The asymptotic and simulated joint sampling distributions for maximum-likelihood estimates of the selection ([gamma with circumflex]) and dominance (ĥ) parameters. The white lines indicate the underlying true values. Each plot ranges ±3 asymptotic ...

Thus far we have reported results for a large number of segregating sites, with the presumption that the method would be applied at the genomic level to large SNP data sets, and we have found that the estimation procedure works surprisingly well in this situation for most parameter combinations. For smaller data sets (S < 100), our ability to simultaneously estimate the selection and dominance parameters is greatly diminished.
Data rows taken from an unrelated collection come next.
PR #3553, opened 2015-09-30
Extract the whole cert chain during SSL handshake.

bartonjs:
When the server sends the whole cert chain, extract the elements after the leaf/EE certificate to be passed into X509Chain.ChainPolicy.ExtraStore; this will prevent failures due to unknown intermediate CAs (and may also prevent the need to download that intermediate).

This is a partial fix for #3362 (GetRemoteCertificate - Fetch remoteCertificateStore, if applicable for unix. (CertModule.cs)).

### DIFF
--- a/src/System.Net.Security/src/System/Net/Unix/CertModule.cs
+++ b/src/System.Net.Security/src/System/Net/Unix/CertModule.cs
@@ -76,6 +76,33 @@ namespace System.Net
                     remoteContext.DangerousAddRef(ref gotReference);
                     result = new X509Certificate2(remoteContext.DangerousGetHandle());
                 }
+
+                remoteCertificateStore = new X509Certificate2Collection();
+
+                SafeSharedX509StackHandle chainStack =
+                    Interop.OpenSsl.GetPeerCertificateChain(securityContext.DangerousGetHandle());
+
+                GC.KeepAlive(securityContext);
+
+                using (chainStack)
+                {
+                    if (!chainStack.IsInvalid)
+                    {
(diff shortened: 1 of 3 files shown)


bartonjs:
cc: @stephentoub @vijaykota @rajansingh10 @shrutigarg

This will need to be merged with Vijay's SafeHandle change, depending on which one goes in first.

src/System.Net.Security/src/System/Net/Unix/CertModule.cs
```diff
@@ -76,6 +76,33 @@ internal override X509Certificate2 GetRemoteCertificate(SafeDeleteContext securi
                     remoteContext.DangerousAddRef(ref gotReference);
                     result = new X509Certificate2(remoteContext.DangerousGetHandle());
                 }
+
+                remoteCertificateStore = new X509Certificate2Collection();
+
+                SafeSharedX509StackHandle chainStack =
+                    Interop.OpenSsl.GetPeerCertificateChain(securityContext.DangerousGetHandle());
```
rajansingh10: Q:- Should not it be DangerousAddRef way?

rajansingh10:
LGTM.

src/System.Net.Security/src/System/Net/Unix/CertModule.cs
vijaykota: GC.KeepAlive is sufficient. If https://github.com/dotnet/corefx/pull/3528 goes after this, I will fix this up

vijaykota:
LGTM. Thanks for fixing this, @bartonjs

PR #3560, opened 2015-09-30
Add portable PDB reader to System.Reflection.Metadata

nguerrera:
Submitting on behalf of @tmat

See Portable PDB specification: https://github.com/dotnet/roslyn/blob/master/docs/specs/PortablePdb-Metadata.md

**TODO**
- [x] API review: https://github.com/dotnet/apireviews/pull/17
- [x] Respond to API review feedback


src/System.Reflection.Metadata/src/System/Reflection/Metadata/BlobReader.cs
```diff
@@ -364,6 +394,7 @@ public int ReadCompressedInteger()
         /// </summary>
         /// <param name="value">The value of the compressed integer that was read.</param>
         /// <returns>true if the value was read successfully. false if the data at the current position was not a valid compressed integer.</returns>
+        /// <exception cref="BadImageFormatException">The data at the current position was not a valid compressed integer.</exception>
```
nguerrera: This looks wrong.

src/System.Reflection.Metadata/src/System/Reflection/Internal/Utilities/PooledStringBuilder.cs
```diff
@@ -0,0 +1,90 @@
...
+
+            // do not store builders that are too large.
+            if (builder.Capacity <= 1024)
+            {
+                builder.Clear();
+                _pool.Free(this);
+            }
+        }
+
+        [Obsolete("Consider calling ToStringAndFree instead.")]
```
nguerrera: We don't need this internal obsolete method. 

Also, should we switch to StringBuilderCache in Common\?

src/System.Reflection.Metadata/src/System/Reflection/Metadata/MetadataReader.WinMD.cs
```diff
@@ -7,7 +7,7 @@
 
 namespace System.Reflection.Metadata
 {
-    partial class MetadataReader
+    public partial class MetadataReader
```
nguerrera: If we're going to put 'public' here, we should also put sealed IMHO to matched the other partial declaration.

src/System.Reflection.Metadata/src/System/Reflection/Metadata/MetadataReader.cs
```diff
@@ -816,6 +945,59 @@ internal void GetParameterRange(MethodDefinitionHandle methodDef, out int firstP
...
+            {
+                lastConstantRowId = this.LocalConstantTable.NumberOfRows;
+            }
+            else
+            {
+                lastConstantRowId = this.LocalScopeTable.GetConstantStart(scopeRowId + 1) - 1;
+            }
+        }
+
+        // TODO: move throw helpers to common place.
```
nguerrera: We have that common place now, but not caught in merge from master.

stephentoub:
@dotnet-bot test this please

src/System.Reflection.Metadata/src/System/Reflection/Metadata/BlobReader.cs
tmat: Yes, it doesn't throw.

src/System.Reflection.Metadata/src/System/Reflection/Metadata/MetadataReader.WinMD.cs
tmat: Let's just revert to ```partial class```

src/System.Reflection.Metadata/src/System/Reflection/Internal/Utilities/PooledStringBuilder.cs
tmat: Feel free to improve this -- i think i just copied Roslyn impl.

src/System.Reflection.Metadata/src/System/Reflection/Metadata/MetadataReader.cs
tmat: ok, let's clean it up after it's merged.

tmat:
:+1:

src/System.Reflection.Metadata/src/System/Reflection/Metadata/PortablePdb/SequencePointCollection.cs
```diff
@@ -0,0 +1,219 @@
...
+            {
+                return _reader.ReadCompressedInteger();
+            }
+
+            private ushort ReadColumn()
+            {
+                int column = _reader.ReadCompressedInteger();
+                if (column > ushort.MaxValue)
+                {
+                    // TODO:
```
nguerrera: Fixing these simple TODOs now.

nguerrera:
tagging @weshaggard

src/System.Reflection.Metadata/src/System/Reflection/Metadata/Handles.cs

Noting that E[xi] [proportional, variant] S, we see that the sampling variance and covariance terms in expressions (15) are inversely proportional to S. This hyperbolic dependence on S is reflected in Figure 3, which shows the standard deviation of the MLEs as a function of S.

Figure 3.
The asymptotic standard deviation of the maximum-likelihood estimates for the selection ([gamma with circumflex]) and dominance (ĥ) parameters as a function of the observed number of segregating sites. Solid lines represent underlying true values of ...

Power to detect nonadditive allelic interactions:

The two-parameter model with selection and dominance can be compared to the one-parameter basic PRF model (Sawyer and Hartl 1992) by employing a likelihood-ratio test (LRT). Here, genic selection (h = 0.5) is the null hypothesis and the LRT statistic, 2([ell]([gamma with circumflex], ĥ|x) − [ell]([gamma with circumflex]o, 1/2|x)), is expected to be chi-square distributed with 1 d.f. under the asymptotic assumption ([gamma with circumflex]o denotes the maximum-likelihood estimate of the selection parameter under the assumption of genic selection). We conducted stochastic simulations to determine the statistical power (probability of rejecting genic selection) this test has in detecting deviations from strictly genic selection. The simulation procedure is straightforward. First, to simulate data, we conducted S pseudo-random draws from a multinomial distribution with n − 1 classes, where the probability of each class is given by expression (6). Using this simulated data, the likelihood function (7) was evaluated using the extended midpoint numerical integration algorithm (Press et al. 1988, Chap. 4) and then maximized using the Fletcher-Reeves-Polak-Ribiere optimization routine (Press et al. 1988, Chap. 10). The likelihoods from the two different models were then compared using the LRT statistic. This procedure was repeated 1000 times for each parameter combination, using the 190-node Computational Biology Service Unit cluster at the Cornell Theory Center (www.tc.cornell.edu).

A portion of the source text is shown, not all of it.